(Stored data entries)
* * * * * * * * *

PR #237, opened 2020-12-06
Add a CMake option to force building with Boost.Filesystem

wravery:
I added an option to CMakeLists.txt called `PEGTL_USE_BOOST_FILESYSTEM`, which defaults to `OFF`. If enabled, it will bypass all of the `std::filesystem` auto-detection and behave as though it fell all the way back to Boost.Filesystem.

Doing that exposed some incompatibilities between the code which was still using `std::error_code` and `boost::filesystem::filesystem_error`, which expected a `boost::system::error_code`. So I needed to make `internal` namespace versions of a few more of those types and replace at least one `catch (const std::system_error& )` statement with a more specific `catch (const internal::filesystem::filesystem_error& )` in the tests. Normally `std::filesystem::filesystem_error` inherits from `std::system_error`.

I also switched `std-filesystem-fallbacks.yml` over to just testing with `PEGTL_USE_BOOST_FILESYSTEM`. While testing that, I noticed that the armv7 tests consistently failed in the `Main CI` workflow even though it built successfully. Since we can't run armv7 test binaries on an x86 runner, I added an `if` condition to the test step which suppresses the test runs if the image contains `armv7`. The `mingw` tests also seem to fail consistently, but I don't know if that's surmountable or not, so I left them as is.

### DIFF
--- a/.github/workflows/main-ci.yml
+++ b/.github/workflows/main-ci.yml
@@ -48,7 +48,7 @@ jobs:
       run: cmake --build . --config ${{matrix.build_type}}
 
     - name: Test
-      if: ${{!contains(matrix.image, "arm7")}}
+      if: ${{!contains(matrix.image, 'arm7')}}
       working-directory: build/
       run: ctest -C ${{matrix.build_type}} --output-on-failure
 
--- a/.github/workflows/main-ci.yml
+++ b/.github/workflows/main-ci.yml
@@ -48,7 +48,7 @@ jobs:
       run: cmake --build . --config ${{matrix.build_type}}
 
     - name: Test
-      if: ${{!contains(matrix.image, 'arm7')}}
+      if: ${{!contains(matrix.image, 'armv7')}}
       working-directory: build/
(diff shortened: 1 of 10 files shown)


d-frey:
Thank you very much!

I missed why the ARM tests failed, but it makes sense. However, I will remove those builds now as I don't see much value in them when we can't run the tests.

For MinGW and the GCC x86 test I hope @uilianries can have a look as those images are provided by Conan and there errors are just weird.

Now we just need to add some documentation for the filesystem fallbacks, including the option to choose Boost.Filesystem. Would you like to write something up or shall Colin and me take care of it?

d-frey:
I refactored the CI files, the Boost.Filesystem jobs are now integrated with the other Linux jobs in `linux.yml`. I *might* have gone a bit overboard with adding more jobs for all GCC/Clang versions and Debug/Release. I'll probably dial it down a bit in the future, I just wanted to make sure that we don't miss anything here.

PR #240, opened 2020-12-14
Android build: Show the output from the compile just like with other jobs

Bjoe:
First task from https://github.com/taocpp/PEGTL/pull/233#issuecomment-739147910 
* Show the output from the compile just like with other jobs


d-frey:
Thanks!

PR #241, opened 2020-12-14
Android build on GitHub Actions

Bjoe:
Move android build from travis CI to GitHub Actions


.github/workflows/android.yml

* * * * * * * * *

ASSIGNMENT
Nothing should be dropped or changed, so repeat all of the entries exactly.

OUTPUT OF THE TASK
PR #237, opened 2020-12-06
Add a CMake option to force building with Boost.Filesystem

wravery:
I added an option to CMakeLists.txt called `PEGTL_USE_BOOST_FILESYSTEM`, which defaults to `OFF`. If enabled, it will bypass all of the `std::filesystem` auto-detection and behave as though it fell all the way back to Boost.Filesystem.

Doing that exposed some incompatibilities between the code which was still using `std::error_code` and `boost::filesystem::filesystem_error`, which expected a `boost::system::error_code`. So I needed to make `internal` namespace versions of a few more of those types and replace at least one `catch (const std::system_error& )` statement with a more specific `catch (const internal::filesystem::filesystem_error& )` in the tests. Normally `std::filesystem::filesystem_error` inherits from `std::system_error`.

I also switched `std-filesystem-fallbacks.yml` over to just testing with `PEGTL_USE_BOOST_FILESYSTEM`. While testing that, I noticed that the armv7 tests consistently failed in the `Main CI` workflow even though it built successfully. Since we can't run armv7 test binaries on an x86 runner, I added an `if` condition to the test step which suppresses the test runs if the image contains `armv7`. The `mingw` tests also seem to fail consistently, but I don't know if that's surmountable or not, so I left them as is.

### DIFF
--- a/.github/workflows/main-ci.yml
+++ b/.github/workflows/main-ci.yml
@@ -48,7 +48,7 @@ jobs:
       run: cmake --build . --config ${{matrix.build_type}}
 
     - name: Test
-      if: ${{!contains(matrix.image, "arm7")}}
+      if: ${{!contains(matrix.image, 'arm7')}}
       working-directory: build/
       run: ctest -C ${{matrix.build_type}} --output-on-failure
 
--- a/.github/workflows/main-ci.yml
+++ b/.github/workflows/main-ci.yml
@@ -48,7 +48,7 @@ jobs:
       run: cmake --build . --config ${{matrix.build_type}}
 
     - name: Test
-      if: ${{!contains(matrix.image, 'arm7')}}
+      if: ${{!contains(matrix.image, 'armv7')}}
       working-directory: build/
(diff shortened: 1 of 10 files shown)


d-frey:
Thank you very much!

I missed why the ARM tests failed, but it makes sense. However, I will remove those builds now as I don't see much value in them when we can't run the tests.

For MinGW and the GCC x86 test I hope @uilianries can have a look as those images are provided by Conan and there errors are just weird.

Now we just need to add some documentation for the filesystem fallbacks, including the option to choose Boost.Filesystem. Would you like to write something up or shall Colin and me take care of it?

d-frey:
I refactored the CI files, the Boost.Filesystem jobs are now integrated with the other Linux jobs in `linux.yml`. I *might* have gone a bit overboard with adding more jobs for all GCC/Clang versions and Debug/Release. I'll probably dial it down a bit in the future, I just wanted to make sure that we don't miss anything here.

PR #240, opened 2020-12-14
Android build: Show the output from the compile just like with other jobs

Bjoe:
First task from https://github.com/taocpp/PEGTL/pull/233#issuecomment-739147910 
* Show the output from the compile just like with other jobs


d-frey:
Thanks!

PR #241, opened 2020-12-14
Android build on GitHub Actions

Bjoe:
Move android build from travis CI to GitHub Actions


.github/workflows/android.yml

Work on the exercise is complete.